苏折雪微微一怔,若有似无地淡淡笑笑,“或许在这世上你还有亲人呢?”说着,抬手轻轻摩挲着子鸢后脑湿漉漉的发丝,“或许有一天你会发现,你做的这一切都是虚妄不值的呢?”
“人生苦短,你瞧西陆大晋萧家那群皇族,身份显赫,却逃不过百年诅咒——四十终到头,万岁难万岁。一朝天子一朝臣,四十轮转东西风。连帝王之家都活不过四十,我这种捡了一条小命的小百姓能随心所欲地做几件事,最后若能无憾而终,甚至比大晋皇族多活几日,那我这辈子可算得上是赚大了!”子鸢摇头笑道,“虽然我一点也想不起来我之前究竟是什么人,家住哪里,但是我庆幸之前我学的本事还在身上,至少这身武艺没有忘记半分,只要能帮上姐姐,就算是赴汤蹈火,我也在所不辞!”
“傻丫头。”苏折雪忍不住笑了出声,低头弯腰抱起了子鸢留在矮凳上的湿衣裳,不禁微微蹙眉,“你呀,最好每夜都来我这里洗个干净,不然再过几日,当心跟那些臭男人一样的味道了。”
子鸢不服气地道:“怎么可能?我可是最白净的那一个禁卫校尉了!你没瞧见其他校尉,平日晨练出汗,也不管手上干不干净,大手一抹,脸上又是汗水又是尘灰的,可邋遢了!”
苏折雪将她的脏衣裳放到铜盆中,含笑回头问道:“哦?那你呢?”
子鸢笑道:“自然是忍着不擦啊,等晨练完了,然后溜到没人的地方,拿出汗巾慢慢擦。”
“噗,若是不知道的看见了,还当你真是姑娘变的,如此秀气。”苏折雪又忍不住笑出了声,忽地,似是想到了什么,朝着子鸢伸出了手去,“拿来。”
“拿什么来?”子鸢愕了一下。
“自然是你擦汗的汗巾,难不成你要放在怀中,捂着发臭么?”
“怎会发臭?那可是姐姐你亲手绣给我的宝贝,我每日清洗之时可小心啦,生怕一个不注意便给弄坏了。
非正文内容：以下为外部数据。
PR #7964, opened 2024-07-05
chore: Migrate modules to use the Module util

adrien2p:
**What**
Apply the `Module` util to each module to handle the export and provide the linkable configuration object.

- Most joiner config that does not have any special config are removed/cleaned up in favor of the autogenerated one or simpler one
- linkable are now available in all modules
- cleaned up the dependencies of the modules

FIXES CORE-2410

### DIFF
--- a/packages/admin-next/dashboard/src/components/common/empty-table-content/empty-table-content.tsx
+++ b/packages/admin-next/dashboard/src/components/common/empty-table-content/empty-table-content.tsx
@@ -3,7 +3,7 @@ import { Button, Text, clx } from "@medusajs/ui"
 import { useTranslation } from "react-i18next"
 import { Link } from "react-router-dom"
 
-type NoResultsProps = {
+export type NoResultsProps = {
   title?: string
   message?: string
   className?: string
--- a/packages/admin-next/dashboard/src/components/layout/shell/shell.tsx
+++ b/packages/admin-next/dashboard/src/components/layout/shell/shell.tsx
@@ -319,11 +319,7 @@ const LoggedInUser = () => {
           <Profile />
           <DropdownMenu.Separator />
           <DropdownMenu.Item asChild>
-            <Link
-              // TODO change link once docs are public
-              to="https://medusa-docs-v2-git-docs-v2-medusajs.vercel.app/"
-              target="_blank"
-            >
+            <Link to="https://docs.medusajs.com/v2" target="_blank">
               <BookOpen className="text-ui-fg-subtle mr-2" />
               Documentation
             </Link>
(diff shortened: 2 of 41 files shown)


packages/modules/auth/integration-tests/__tests__/auth-module-service/index.spec.ts
```diff
@@ -36,6 +37,25 @@ moduleIntegrationTestRunner({
...
+
+        expect(Object.keys(linkable)).toEqual(["authIdentity"])
+
+        linkable.authIdentity.toJSON = undefined
+
+        expect(linkable.authIdentity).toEqual({
+          id: {
+            linkable: "auth_identity_id",
+            primaryKey: "id",
+            serviceName: "auth",
```
olivermrbl, line 53: question: It looks like the `serviceName` is actually the module name. Is that correct @adrien2p, or just a coincidence?

adrien2p: yes exactly it is as we are using the `Modules` enum, I could rename it but it was to be aligned with all the config and mention we have in the joinerConfig, link config etc. The service name wording came from the micro service real

adrien2p: it is also the name we choosen for the utils argument such as joiner config

adrien2p: also, just to clarify something, in the core the Modules enum define the service name, module key (in the medusa config for example) and then we use the ModulesRegistrationName to resolve them because we specified a separate value for that. for a user custom module, the module key is the one used for all the above. So a user can define a const to be exported and use it in the medusa config, various utils or custom config

packages/modules/customer/integration-tests/__tests__/services/customer-module/index.spec.ts
```diff
@@ -1,13 +1,66 @@
...
+import { Module, Modules } from "@medusajs/utils"
+import { CustomerModuleService } from "@services"
 
 jest.setTimeout(30000)
 
 moduleIntegrationTestRunner<ICustomerModuleService>({
   moduleName: Modules.CUSTOMER,
   testSuite: ({ service }) => {
     describe("Customer Module Service", () => {
+      it.only(`should export the appropriate linkable configuration`, () => {
```
carlos-r-l-rodrigues:
```suggestion
      it(`should export the appropriate linkable configuration`, () => {
```

adrien2p: oups

olivermrbl (approved):
Legendary!

PR #7973, opened 2024-07-05
Initial implementation with programmatic APIs

thetutlage:
FIXES: CORE-2479

This implementation wraps the Mikro ORM programmatic API into our own opinionated wrapper that can be used to manage migrations.

Opening the PR for early feedback around the initial design, where the code is stored, the approach to testing. So please feel free to provide feedback :)

### DIFF
--- a/packages/core/utils/src/migrations/integration-tests/__tests__/migrations-revert.spec.ts
+++ b/packages/core/utils/src/migrations/integration-tests/__tests__/migrations-revert.spec.ts
@@ -137,7 +137,7 @@ describe("Revert migrations", () => {
     class CustomTSMigrationGenerator extends TSMigrationGenerator {
       createStatement(sql: string, padLeft: number): string {
         let output = super.createStatement(sql, padLeft)
-        return output.replace("drop table if exists", "drop foo")
+        return output.replace("drop table", "drop foo")
       }
     }
 


packages/core/utils/src/modules-sdk/mikro-orm-cli-config-builder.ts
```diff
@@ -53,17 +51,11 @@ export function defineMikroOrmCliConfig(
...
-    databaseName = options.databaseName
-    // @ts-ignore
-    delete options.databaseName
-  }
+  const databaseName = `medusa-${normalizedModuleName}`
 
   return {
-    clientUrl: `postgres://postgres@localhost/${databaseName}`,
     type: "postgresql",
+    dbName: databaseName,
```
adrien2p, line 58: q: does it build a default client url from just the dbname by default? (in mikro orm)

thetutlage: No idea. I can check it now.

thetutlage: Seems to work fine when no explicit `clientUrl` is provided

packages/core/utils/src/migrations/index.ts
```diff
@@ -0,0 +1,106 @@
...
+      const res = await migrator.up(options)
+      return res
+    } finally {
+      migrator["umzug"].clearListeners()
+      await connection.close(true)
+    }
+  }
+
+  /**
+   * Run migrations for the provided entities
```
olivermrbl, line 84: todo: Only relevant if this is actually what it does. Did you find out what happened in the case of the user reverting several migrations?
```suggestion
   * Revert the most recently executed migration
```

Also, if this is the case, it would be great with a few tests for this.

packages/core/utils/src/migrations/integration-tests/__tests__/migrations-revert.spec.ts
```diff
@@ -0,0 +1,173 @@
...
+  return `Migration${new Date().getTime()}${name ? `_${name}` : ""}`
+}
+
+const pgGodCredentials = {
+  user: DB_USERNAME,
+  password: DB_PASSWORD,
+  host: DB_HOST,
+}
+
+describe("Revert migrations", () => {
```
olivermrbl, line 30: See comment above.

olivermrbl (approved):
Clean PR @thetutlage, nice work. 

Is the next step to integrate this into the CLI?

PR #7974, opened 2024-07-05
fix: Improve get caller file path util

adrien2p:
FIXES CORE-2492

### DIFF
--- a/packages/core/utils/src/common/get-caller-file-path.ts
+++ b/packages/core/utils/src/common/get-caller-file-path.ts
@@ -15,7 +15,7 @@ export function getCallerFilePath(position = 2) {
     if (stack !== null && typeof stack === "object") {
       // stack[0] holds this file
       // stack[1] holds where this function was called
-      // stack[2] holds the file we're interested in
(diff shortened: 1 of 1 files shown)


riqwan (approved):
🥇

thetutlage:
Just curious, where do we use this helper?

adrien2p:
> Just curious, where do we use this helper?

for the joiner config builder, basically since the choice was to make it fully magic and this builder is at different level in the application stack, I needed a way to retrieve the location of the original module caller

adrien2p:
@thetutlage as I was explaining to carlos, since node deprecated the callee and that the require.resolve parent is deprecated as well, I didnt get a choice 😂 if you have anyhting in mind let me know

thetutlage:
@adrien2p Nope. I am not questioning the implementation. Just curious, where do we/in which use cases we look for the callee path?

carlos-r-l-rodrigues (approved):

thetutlage:
> for the joiner config builder, basically since the choice was to make it fully magic and this builder is at different level in the application stack, I needed a way to retrieve the location of the original module caller

Saw this comment now. Cool, makes sense!

PR #7975, opened 2024-07-05
chore: Apply defineMikroOrmCliConfig

adrien2p:
**What**
Ensure all module rely on the same config for the dev db

FIXES CORE-2493


olivermrbl (approved):
Nice clean-up

PR #7982, opened 2024-07-05
fix(vite-plugin-admin): Ensure UI Routes are HMR

kasperkristensen:
**What**
- Fixes an issue that was causing HMR to not work for UI Routes.
- Improves HMR for UI Routes so state is preserved on pages, instead of doing a full page reload on changes.


riqwan (approved):
🥇

sradevski (approved):
Nice 👍

PR #7985, opened 2024-07-05
fix(create-medusa-app): remove glob-related warnings

shahednasser:
On every new installation of `create-medusa-app`, you get a warning related to `glob`'s version.

Since we don't need `glob` anymore (it was used to remove boilerplate files), I've removed it along with its usage. This includes removing the `--no-boilerplate` option.


carlos-r-l-rodrigues (approved):

sradevski (approved):

olivermrbl (approved):
Nice

PR #8001, opened 2024-07-07
Fix product options not getting updated due to missing option id

josetr:
Do note this way of upserting options is still not optimal, since the option values don't keep their identities.

If you update your product options from "sm, md" to "sm, md, lg", all product variants that were using those sm / md options will now have an empty product option value

### DIFF
--- a/packages/modules/product/src/services/product-module-service.ts
+++ b/packages/modules/product/src/services/product-module-service.ts
@@ -1632,6 +1632,7 @@ export default class ProductModuleService
     if (productData.options?.length) {
       ;(productData as any).options = productData.options?.map((option) => {
         return {
+          id: option.id,
           title: option.title,
           values: option.values?.map((value) => {
             return {


riqwan:
Thanks @josetr, would you be able to add a test case for the one you mention in here - `integration-tests/http/__tests__/product/admin/variant.spec.ts`?

@sradevski can you take a look at this one?

sradevski:
I'll have a look in the upcoming few days 👍

sradevski:
@josetr I opened a PR that should fix both issues you mentioned, if it looks good we can close this one.

olivermrbl:
@josetr, even better if you could give [these snapshots](https://github.com/medusajs/medusa/pull/8267#issuecomment-2248188790) a spin and let us know if the issue is resolved :)

josetr:
@sradevski @olivermrbl

The new PR seems to solve both issues that I've mentioned, I'm closing this one

PR #8002, opened 2024-07-07
fix(docs) : Fix wrong model names in the Marketplace recipe

adevinwild:
- Replaced `store_user` that have been copy/paste with the right ones


shahednasser (approved):
LGTM Thanks!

”
“你……”
子鸢瞧见她的表情凝在了一瞬间,仔细回想自己方才所说,分明没有哪句话会惹苏折雪不快,不由得问道:“姐姐,你怎么了?”
苏折雪莞尔道:“这洗衣之事,以后还是交给姐姐,当心被谁看去……”
“早被人看见啦,幸亏我聪明,想到编故事搪塞过去。”子鸢得意地拍了拍胸膛,“姐姐,你想,在云国,男子年过二十尚未娶亲的算是异类,我早就被那群汉子同袍问了好几次了。这不,洗个汗巾也被抓了个正着,所以啊,我只有编个故事,说这是我自小定亲的女娃送的定情信物。”
“后面呢?”
“然后,这女娃家道中落,来投奔我的路上遭遇了盗匪,一命呜呼了啊。”
“还有么?”
“……”
“就这样?”
苏折雪似笑非笑地看着子鸢,反倒是让子鸢不敢再说下去,生怕哪句话惹来她的不快,不对,是似乎已经引她不快了。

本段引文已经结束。